--- INSTRUCTIONS FOR THE TASK ---
Each line in the records below, from the one that contains "the current CLI" to the one that contains "- [ ] Make MCP", should be reproduced exactly, the first and last included.

Stored data entries:
%%

Issue #6642, opened 2026-01-22
project: goosed to ACP-over-HTTP


alexhancock:
**Goal:** Replace goosed's custom SSE-based streaming API with a standards-based ACP (Agent Communication Protocol) over HTTP interface, enabling better client portability, protocol standardization, and eventually a unified interface for all goose clients.

### Current Architecture

- **goose-cli** (Rust): Direct in-process agent communication
- **goosed** (goose-server): Custom REST + SSE streaming API consumed by the Electron desktop app

### Proposed Architecture

A new **ACP-over-HTTP** server that:
- Implements the standardized ACP (Agent Communication Protocol) specification
- Uses JSON-RPC 2.0 over HTTP with SSE streaming as the transport
- Enables any ACP-compatible client to interact with goose

## Prototype

See the prototype branch: https://github.com/block/goose/tree/alexhancock/goosed-acp-and-new-cli
Example of single agent (video):  [ref](https://discord.com/channels/1287729918100246654/1408153538537721966/1461444855543762986)
Example of multi-agent orchestration (screenshots): [ref](https://discord.com/channels/1287729918100246654/1408153538537721966/1463661278202695754)

---

## Phase 1: Stabilize ACP Server

**Goal:** Production-ready ACP server that can fully replace goosed

### Tasks

- [X] Session persistence and resumption (`session/load`)
- [x] Enough goosed features to power alternative alpha CLI (extensions, modalities, streaming, etc)

### Success Criteria
- Core goosed features available via ACP-over-HTTP
- Integration tests passing

---

## Phase 2: TypeScript TUI Alpha

**Goal:** Feature-complete TUI which will be an evolution of the current CLI

### Tasks

- [ ] Core features of existing CLI supported
  - [X] Messages & tool calling
  - [ ] Extensions (add, remove, edit config)
  - [ ] Session (list, resume, export)
  - `-t` and `-i` modes for zero-shotting
- [ ] Make MCP features work (sampling, elicitation, etc)
- [X] UX polish (syntax highlighting, markdown rendering, diffs, themes?)
- [X] Build process that makes a single binary

### Success Criteria
- TUI usable as daily driver
- Docs

---

## Phase 3: Desktop Update

**Goal:** Updated desktop app which uses goose-acp

### Tasks

- [ ] Integrate an ACP client (using `goose acp` over stdio or `goose serve` with http/ws into new desktop app

### Success Criteria
- Desktop app multi-chat works with goose's ACP support as the server

---

[...]

PR #7362, opened 2026-02-19
feat: TUI client of goose-acp

alexhancock:
A new TUI that serves as the first goose-acp client to use the streamable http transport, this PR the basis for phase II of this plan https://github.com/block/goose/issues/6642

## Demo

Screenshot 2026-02-19 at 12 48 30 PM

https://github.com/user-attachments/assets/88302b45-a4c4-45f7-8ed3-8f0d17e56016

## Detail

* Imports the new `GooseClient` and types from `ui/acp` which we will use as the client SDK for interacting with `goose-acp` over the HTTP transport. (But doesn't use it yet as everything the TUI does is covered by the standard TS ACP SDK. We should consider routing the standard things through GooseClient too, and I or @jamadeo can do that in a followup.
* Implements a fullscreen TUI experience
* Supports rendering messages + tool calls and interacting with a goose agent using ACP over HTTP

### DIFF
--- a/ui/acp/generate-schema.ts
+++ b/ui/acp/generate-schema.ts
@@ -28,7 +28,6 @@ main().catch((err) => {
 async function main() {
   const schemaSrc = await fs.readFile(SCHEMA_PATH, "utf8");
   const jsonSchema = JSON.parse(
-    // Convert JSON Schema $defs refs to OpenAPI component refs
     schemaSrc.replaceAll("#/$defs/", "#/components/schemas/"),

%%

--- OUTPUT OF THE EXERCISE ---
**Goal:** Feature-complete TUI which will be an evolution of the current CLI

### Tasks

- [ ] Core features of existing CLI supported
  - [X] Messages & tool calling
  - [ ] Extensions (add, remove, edit config)
  - [ ] Session (list, resume, export)
  - `-t` and `-i` modes for zero-shotting
- [ ] Make MCP features work (sampling, elicitation, etc)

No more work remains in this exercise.